Dynamics of surfaces and interfaces: From first-principles modeling to machine-learning molecular dynamics

Abstract

Chemical production accounts for a substantial fraction of global energy use, and the majority of industrial processes rely heavily on precious metal heterogeneous catalysts. Fundamental knowledge of the surface structure of these metals is an absolute prerequisite for engineering of energy-efficient and sustainable catalysis. In this regard, first-principles atomistic modeling based on density functional theory (DFT) plays a crucial role in the advancement of rational catalyst design. However, the large computational cost of DFT precludes its use for dynamical simulations of realistic systems. Moreover, accurate identification of the active site remains a significant challenge, as surface composition and morphology are inherently dynamic at reaction conditions of interest, especially for soft metals such as Au, Ag, Pt, and Pd. Such restructuring has been shown to play a significant role in catalytic activity of many nanoparticle systems, but mechanistic understanding at the atomic level has remained scarce and challenging.

To investigate the dynamics of restructuring and reactivity in catalytic surfaces, we develop and apply novel simulation methods and analysis workflow to model systems of increasing complexity. We first demonstrate the utility and limitations of the simplest static method – coordinate dragging – using an example system with a chemically diverse interface: diffusion of a water molecule through periodically porous graphene derivatives. We then proceed to highlight the power of proper transition state modeling and microkinetic modeling, combined with catalysis and machine learning-enabled spectroscopic analysis, to uncover the dynamic changes in the active site for hydrogen-deuterium exchange reaction in dilute Pd-in-Au catalysts in response to different catalyst treatments.

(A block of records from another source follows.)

PR #10328, opened 2024-11-26
Add support for newcomer month

dunkOnIT:
Questions:
- Do we want some kind of validation on when to allow newcomer spots to be reserved? I see these options:
  1. [what I'm currently doing] just setting a constant to true/false when newcomer month comps are allowed at all
  2. Setting NEWCOMER_MONTH_START/END_DATE and checking if the comp's {start date/end date?} falls inside that range
  3. Having a boolean on the competition table to mark a comp as a newcomer comp - but I sort of prefer this being implicitly defined by whether or not there are newcomer spots reserved


app/webpacker/components/CompetitionForm/FormSections/CompetitorLimit.js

Dynamic problems require dynamic solutions. As such, we employ molecular dynamics (MD) to elucidate the mechanism and timescale of surface restructuring. First, we perform MD simulation with an empirical potential followed by automated analysis to establish seven main classes of restructuring events by which a single Pd atom becomes incorporated into the Ag surface. Next, we develop and apply Bayesian active learning to train a fast and accurate machine-learning force field, which enables large-scale and long-timescale simulation of the restructuring of Pd deposited on Ag. Finally, the method is extended to reactive simulation and mechanistic analysis of H2 turnover on Pt at chemical accuracy. We close the thesis with a proposal of an automated workflow Catadynamics for discovery and characterization of surface dynamics and reactions directly from reactive MD simulations. The work presented in this thesis attests to the promise of machine-learning MD for further empowering computational catalysis and surface science.